Men with PI-RADS 4 or 5 ROI but no evidence of clinically significant prostate cancer defined as any Gleason pattern 4 disease following an initial biopsy should undergo early repeat MRI, and potentially repeat biopsy. That is the conclusion from a recent prospective study from investigators at NYU Langone Health, which reports that repeat biopsy has a clinically significant cancer detection rate of 40 percent.

“This diagnostic strategy will decrease false negative biopsies in men presenting with high risk of harboring clinically significant disease.”

Herbert Lepor, MD

Published in the Canadian Urological Association Journal, the study evaluated 36 men with at least one PI-RADS 4 or 5 ROI and no clinically significant cancer on prior MRI fusion target biopsy plus systemic biopsy. All patients underwent repeat MRI, which led to 14 ROIs being downgraded to PI-RADS 1 or 2.

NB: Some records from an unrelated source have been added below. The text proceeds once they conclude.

PR #389, opened 2018-11-27
Add note about the need for global position

ndepal:
This is causing some confusion.
The limitation in question is discussed here: https://github.com/PX4/Firmware/pull/7432


hamishwillee:
This is good @ndepal - do you think you will remember to remove it when the issue is fixed? IF not, can we add a link to an issue or PR (in the note) that users can click to find out that it was fixed.

ndepal:
Fair point @hamishwillee, I probably won't. There is the PR that tracks the root cause that I linked at the top. But there is currently no PR/issue specifically for precision landing. I suspect once the position controller is compatible with local positions several other flight modes will also have to be re-written.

A total of 20 ROIs remained suspicious following repeat MRI and were subjected to repeat targeted and systematic biopsy, with eight ultimately found to harbor clinically significant cancer. All repeat biopsies were completed within one year of the initial biopsy, suggesting that the detection of prostate cancer can be attributed to sampling error rather than disease progression.

The investigators also report that a high baseline level of prostate-specific antigen (PSA) may serve as a predictor of finding cancer on repeat biopsy.

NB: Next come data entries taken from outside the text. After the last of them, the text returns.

PR #393, opened 2018-11-29
LL change

ryanjAA:
Changes the resistor value to the correct one (tested with 1kohm various ways and it does not work. Need to revert to 470 ohm.)


hamishwillee:
Thanks @ryanjAA ! I'll also update the image above, which still shows 1KOhm

hamishwillee:
Done https://github.com/PX4/px4_user_guide/commit/96aac40d11984097daa5b04196de24c0aa38dac2

PR #396, opened 2018-12-04
change a port label on 3d view of pixhawk 4 mini

pfjare:


pfjare:
Hmm. I am not seeing that. From what i can tell it deletes and adds new image

hamishwillee:
@pfjare Thanks very much. FWIW I find the replace image notification in Github a little confusing too.

PR #404, opened 2018-12-11
Add Docs for Companion Computer Peripherals

bryanmonti:
Here are docs that discuss potential hardware add-ons for developers to use with companion computers.

@hamishwillee


en/SUMMARY.md
```diff
@@ -70,6 +70,7 @@
   * [Advanced Controller Orientation](advanced_config/advanced_flight_controller_orientation_leveling.md)
   * [Full Parameter Reference](advanced_config/parameter_reference.md)
 * [Peripheral Hardware](peripherals/README.md)
+  * [Companion Computer Peripherals](peripherals/companion_computer_peripherals.md)
```
hamishwillee: Something very weird is going on - the left side "master" is nothing like the PX4 master branch TOC, so this addition will fail. Can you resolve the conflict (you can do this from the front page of this PR via the Github GUI) basically just use what is in master, and add this new page to the end.

hamishwillee:
@bryanmonti Other than the conflicting summary this looks pretty good to me (though I might tidy a few sentences to my taste, all the information I suggested is there, and in a good structure). You *might* add an image showing the physical connection of some of the parts to remove any ambiguity at all - but that would be up to you.

@bkueng Can you sanity check this page? Are there any other peripherals you'd add?

hamishwillee:
Thanks @bkueng . Any idea when that 4-in-1 FTDI will be "confirmed"?

@bryanmonti Can you please add the FTDI cable from Beat and fix the summary?

Then we are  good to merge.

en/SUMMARY.md
```diff
@@ -179,4 +180,4 @@
 * [QGroundControl Developer Guide](https://dev.qgroundcontrol.com/en/)
 * [MAVLink Guide](https://mavlink.io/en/)
 * [Dronecode SDK](https://sdk.dronecode.org/en/)
-* [Dronecode Camera Manager](https://camera-manager.dronecode.org/en/)
+* [Dronecode Camera Manager](https://came
```
hamishwillee: Yoiks, this is truncated! Can you please fix?

en/SUMMARY.md
```diff
@@ -103,6 +103,7 @@
   * [Advanced Controller Orientation](advanced_config/advanced_flight_controller_orientation_leveling.md)
   * [Full Parameter Reference](advanced_config/parameter_reference.md)
 * [Peripheral Hardware](peripherals/README.md)
+  * [Companion Computer Peripherals](peripherals/companion_computer_peripherals.md)
```
hamishwillee: This is now sane, but can you please move it to the bottom after `[Camera](peripherals/camera.md)` ? 
My logic is that companion computers are not the first peripheral people need. If we end up with a huge list then I'd move to alphabetic, and this would be the right place.

hamishwillee:
Thanks very much @bryanmonti ! Merged :-)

“Our study supports a recommendation for early repeat biopsy for patients with PI-RADS 4 or 5 exhibiting no clinically significant cancer on initial biopsy who have persistently suspicious PI-RADS greater than 2 ROI,” says urologic oncologist Herbert Lepor, MD, senior author of the study. “This diagnostic strategy will decrease false negative biopsies in men presenting with high risk of harboring clinically significant disease.”